|Title:||Viral Hepatitis: From a to E, and Beyond?
|Keywords:||Carcinoma;hepatocellular;Hepatitis;chronic;Hepatitis viruses;Liver cirrhosis||Issue Date:||2003||Journal Volume:||v.102||Journal Issue:||n.10||Start page/Pages:||671-679||Source:||JOURNAL OF THE FORMOSAN MEDICAL ASSOCIATION||Abstract:||
Identification of hepatitis viruses A-E has enabled researchers to investigate the epidemiology, pathogenesis, sequelae, and possible means of prevention of these infections. This knowledge also provides a basis for further study of the pathological significance of candidate hepatitis viruses. With improvements in hygiene in many parts of the world, hepatitis A virus infection has decreased markedly.
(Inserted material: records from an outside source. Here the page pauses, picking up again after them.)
PR #712, opened 2024-05-07
[ADVAPP-488]: Prevent issues with brand new tenants throwing errors in scheduler

mxm1070:
### Ticket(s) or GitHub Issue

- https://canyongbs.atlassian.net/browse/ADVAPP-488

### Technical Description

>

Prevents the scheduler from running on tenants that haven't finished setting up. Introduces a data migration and feature flag to handle existing tenants.

>


database/landlord/2024_05_06_221309_data_fill_setup_complete_on_tenants_table.php
```diff
@@ -0,0 +1,52 @@
...
+    public function up(): void
+    {
+        if (Schema::hasColumn('tenants', 'setup_complete')) {
+            DB::table('tenants')->update(['setup_complete' => true]);
+        }
+    }
+
+    public function down(): void
+    {
+        // nop
```
Orrison, line 50: @dgoetzit and/or @danharrin do y'all see an issue with there not being a `down` here?

I feel like we talked about these types of scenarios before but forget where we landed. Obviously it is relatively impossible to revert this, since we can't know which items were updated. But will having nothing in down affect rollbacks?

Orrison (commented):
This looks good, but just opened a comment to discuss with the team.

database/landlord/2024_05_06_221309_data_fill_setup_complete_on_tenants_table.php
danharrin: Personally, I would prefer it if all data migrations had a `down()` method where possible, but I have previously been told that was not necessary so have not been doing it recently

Orrison: Yeah that does make sense. So because they all started out as false, it shouldn't hurt for the down here to just set all to false?

danharrin: The only reason it would hurt would be if a user had set it to true manually, but if we ever needed to revert then we'd probably have bigger problems

Orrison: True, I don't view the downs as a tool for disaster recovery. We would never use them in production. Only so we can rollback for migration testing.

So with that @mxm1070 if you can update the data migrations to include the `down`

Orrison (approved):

However, this success has the unintended consequence of rendering a large percentage of the younger population susceptible to hepatitis A virus infection. Fortunately , effective active immunization for hepatitis A virus is now available. Hepatitis B remains a common condition, especially in Asia and Africa which have high prevalences of chronic infection. Chronic hepatitis B carriers serve as reservoirs of infection for the community and are at risk of chronic liver disease and hepatocellular carcinoma. A mass immunization program in Taiwan has been remarkably successful in reducing the prevalence of chronic hepatitis B infection. Genotypes of the hepatitis B viruses may be associated with the severity of liver disease and the responses to therapies. Hepatitis C is another important cause of death worldwide. The infection easily becomes refractory and the chronicity contributes to the development of cirrhosis and hepatocellular carcinoma. Although no effective immunization is currently available for hepatitis C, it can be controlled by preventative measures and recently developed interferon-based treatments, especially in combination with ribavirin. The prevalence of hepatitis D has markedly decreased in the last decade and new cases are now rarely encountered. Hepatitis E is endemic in limited areas and travel to these areas appears to be the main risk factor for contracting the infection. Several new candidate hepatitis viruses have been identified, including GB virus-C , TT virus, and SEN virus, but none of these has been shown to cause hepatitis, and they may be passenger viruses.